▸ **YOUR TASK**: Across the records that follow, determine how many lines contain "OnUpdate" and give only the resulting number.

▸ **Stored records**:
╔══

Issue #13814, opened 2021-01-12
Refactor window to class: Viewport


IntelOrca:
See #13737 for more details.

seifer7:
Working on this.

PR #15217, opened 2021-08-14
Issue #13814: Refactor window to class: Viewport

seifer7:
Like the title says.

Issue #13814
Refactor window to class: Viewport

### DIFF
--- a/src/openrct2-ui/windows/Viewport.cpp
+++ b/src/openrct2-ui/windows/Viewport.cpp
@@ -55,22 +55,22 @@ static rct_widget window_viewport_widgets[] =
 class ViewportWindow final : public Window
 {
 private:
-    int32_t _viewportWindowNumber = 1;
-
-    void GetFreeViewportNumber(rct_window* w)
+    void GetFreeViewportNumber()
     {
-        if (w != nullptr && w->classification == WC_VIEWPORT)
-        {
-            if (w->number >= _viewportWindowNumber)
-                _viewportWindowNumber = w->number + 1;
-        }
+        number = 1;
+        window_visit_each([&](rct_window* w) {
+            if (w != nullptr && w != this && w->classification == WC_VIEWPORT)
+            {
+                if (w->number >= number)
+                    number = w->number + 1;
+            }
+        });
     }
 
 public:
     void OnOpen() override
     {
-        window_visit_each([&](rct_window* w) { GetFreeViewportNumber(w); });
-        number = _viewportWindowNumber;
+        GetFreeViewportNumber();
 
         widgets = window_viewport_widgets;
         enabled_widgets = (1ULL << WIDX_CLOSE) | (1ULL << WIDX_ZOOM_IN) | (1ULL << WIDX_ZOOM_OUT) | (1ULL << WIDX_LOCATE);
@@ -84,7 +84,7 @@ public:
             return;
         }
 
-        auto mainWindow = window_get_main();
+        auto* mainWindow = window_get_main();
         if (mainWindow != nullptr)
         {
             rct_viewport* mainViewport = mainWindow->viewport;
@@ -103,7 +103,7 @@ public:
 
     void OnUpdate() override
     {
-        auto mainWindow = window_get_main();
+        auto* mainWindow = window_get_main();
         if (mainWindow == nullptr)
             return;
 
@@ -139,7 +139,7 @@ public:
                 }
                 break;
             case WIDX_LOCATE:
-                auto mainWindow = window_get_main();
+                auto* mainWindow = window_get_main();
                 if (mainWindow != nullptr)
                 {
                     auto info = get_map_coordinates_from_pos(
--- a/src/openrct2-ui/windows/Viewport.cpp
+++ b/src/openrct2-ui/windows/Viewport.cpp
@@ -57,7 +57,7 @@ class ViewportWindow final : public Window
 private:
     int32_t _viewportWindowNumber = 1;
 
-    void get_free_viewport_number(rct_window* w)
+    void GetFreeViewportNumber(rct_window* w)
     {
         if (w != nullptr && w->classification == WC_VIEWPORT)
         {
@@ -69,7 +69,7 @@ private:
 public:
     void OnOpen() override
     {
-        window_visit_each([&](rct_window* w) { get_free_viewport_number(w); });
+        window_visit_each([&](rct_window* w) { GetFreeViewportNumber(w); });
         number = _viewportWindowNumber;
 
         widgets = window_viewport_widgets;
--- a/src/openrct2-ui/windows/Viewport.cpp
+++ b/src/openrct2-ui/windows/Viewport.cpp
@@ -10,192 +10,217 @@
 #include <openrct2-ui/interface/Viewport.h>
 #include <openrct2-ui/interface/Widget.h>
 #include <openrct2-ui/windows/Window.h>
+#include <openrct2/Context.h>
 #include <openrct2/Game.h>
 #include <openrct2/audio/audio.h>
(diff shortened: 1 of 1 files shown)


src/openrct2-ui/windows/Viewport.cpp
```diff
@@ -10,192 +10,217 @@
...
-    events.update = &window_viewport_update;
-    events.invalidate = &window_viewport_invalidate;
-    events.paint = &window_viewport_paint;
-});
-// clang-format on
+private:
+    int32_t _viewportWindowNumber = 1;
 
-static int32_t _viewportNumber = 1;
+    void get_free_viewport_number(rct_window* w)
```
duncanspumpkin, line 60: UpperCamelCase

src/openrct2-ui/windows/Viewport.cpp
```diff
@@ -10,192 +10,217 @@
...
-        int32_t y = mainViewport->viewPos.y + (mainViewport->view_height / 2);
-        w->savedViewPos = { x - (w->viewport->view_width / 2), y - (w->viewport->view_height / 2) };
+        window_visit_each([&](rct_window* w) { get_free_viewport_number(w); });
+        number = _viewportWindowNumber;
+
+        widgets = window_viewport_widgets;
+        enabled_widgets = (1ULL << WIDX_CLOSE) | (1ULL << WIDX_ZOOM_IN) | (1ULL << WIDX_ZOOM_OUT) | (1ULL << WIDX_LOCATE);
+
+        // Create viewport
+        viewport_create(this, windowPos, width, height, 0, TileCoordsXYZ(128, 128, 0).ToCoordsXYZ(), 1, SPRITE_INDEX_NULL);
```
IntelOrca, line 79: `viewport_create` can fail, in which case, `viewport` will be `nullptr`. You should there for check `viewport` is not `nullptr` before doing anything with it. This obviously improves on the original code which didn't check.

src/openrct2-ui/windows/Viewport.cpp
```diff
@@ -10,192 +10,217 @@
...
     }
 
-    w->viewport->flags |= VIEWPORT_FLAG_SOUND_ON;
+    void OnUpdate() override
+    {
+        rct_window* mainWindow;
 
-    return w;
-}
+        mainWindow = window_get_main();
```
IntelOrca, line 101: As you improve this code, you can start reducing the number of unnecessary lines which were reminiscent of when the codebase was in C. So in this example you can just write `auto mainWindow = window_get_main();`

seifer7: Which is better / preferred?
1. `rct_window* mainWindow = window_get_main();`
or
2. `auto mainWindow = window_get_main();`

seifer7: I went with 2 `auto mainWindow = window_get_main();`

src/openrct2-ui/windows/Viewport.cpp
```diff
@@ -10,192 +10,220 @@
...
-    w->widgets = window_viewport_widgets;
-    w->enabled_widgets = (1ULL << WIDX_CLOSE) | (1ULL << WIDX_ZOOM_IN) | (1ULL << WIDX_ZOOM_OUT) | (1ULL << WIDX_LOCATE);
-    w->number = _viewportNumber++;
-
-    // Create viewport
-    viewport_create(w, w->windowPos, w->width, w->height, 0, TileCoordsXYZ(128, 128, 0).ToCoordsXYZ(), 1, SPRITE_INDEX_NULL);
-    rct_window* mainWindow = window_get_main();
-    if (mainWindow != nullptr)
+private:
+    int32_t _viewportWindowNumber = 1;
```
duncanspumpkin, line 58: I realise this was in the original window but what is the point of this variable. It's identical to the window number afaik and therefore there is no point in it @IntelOrca Could you confirm what the idea with it was. All the vehicle, peep, banner windows just use the window number to be unique.

seifer7: I only created this var so I could increment it until I found the highest unused number. I can remove this var and instead work directly with the window->number var.

seifer7: Just seemed cleaner (to me) to only touch the window->number once, ie. after I'd found what to set it to.
Probably doesn't matter though.

ZehMatt: Theres is no difference between the two variables access wise

duncanspumpkin: Ahh you don't need it you can just pass by reference into the lambda.
```
window_visit_each([&](rct_window* w) { GetFreeViewportNumber(w, number); });
```
Then just modify get free viewport number to take the number by reference.

src/openrct2-ui/windows/Viewport.cpp
```diff
@@ -10,192 +10,220 @@
...
     }
 
-    w->viewport->flags |= VIEWPORT_FLAG_SOUND_ON;
-
-    return w;
-}
+public:
+    void OnOpen() override
+    {
+        window_visit_each([&](rct_window* w) { GetFreeViewportNumber(w); });
```
ZehMatt, line 72: This is somewhat confusing, this line should be replaced with ```GetFreeViewportNumber();``` where the function takes care of it.

ZehMatt (changes requested):

seifer7:
**Identified a bug that also exists before this pull request.**

When you rotate the main viewport, the extra viewport window(s) center on the wrong location.

src/openrct2-ui/windows/Viewport.cpp
IntelOrca: I think it was so that it displayed the number in the title of the window, and also so each viewport window had a unique window number as they all have identical class.

src/openrct2-ui/windows/Viewport.cpp
seifer7: Done

src/openrct2-ui/windows/Viewport.cpp
seifer7: I've removed the _viewportWindowNumber variable and just use the window->number to build the title of the window.

src/openrct2-ui/windows/Viewport.cpp
seifer7: Fixed.

src/openrct2-ui/windows/Viewport.cpp
seifer7: Added a null check and it will Close the window and display an error tooltip to say something went wrong.

IntelOrca (approved):

ZehMatt (approved):

seifer7:
Should this be added to the changelog? I noticed other Window refactors have not been.

ZehMatt:
Such changes are not visible to the end user so its not worth adding it, for the code history we have git.

src/openrct2-ui/windows/Viewport.cpp
```diff
@@ -10,192 +10,220 @@
...
+        if (mainWindow == nullptr)
+            return;
+
+        if (viewport != nullptr && viewport->flags != mainWindow->viewport->flags)
+        {
+            viewport->flags = mainWindow->viewport->flags;
+            Invalidate();
+        }
+
+        // Not sure how to invalidate part of the viewport that has changed, this will have to do for now
```
duncanspumpkin, line 116: What is this comment for? If it's about actual changes within the viewport you don't need to do anything that's already accounted for

seifer7: That was left from the original, before the refactor. I left it there in case the note is still relevant.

╚══

▸ **TASK SOLUTION**: 2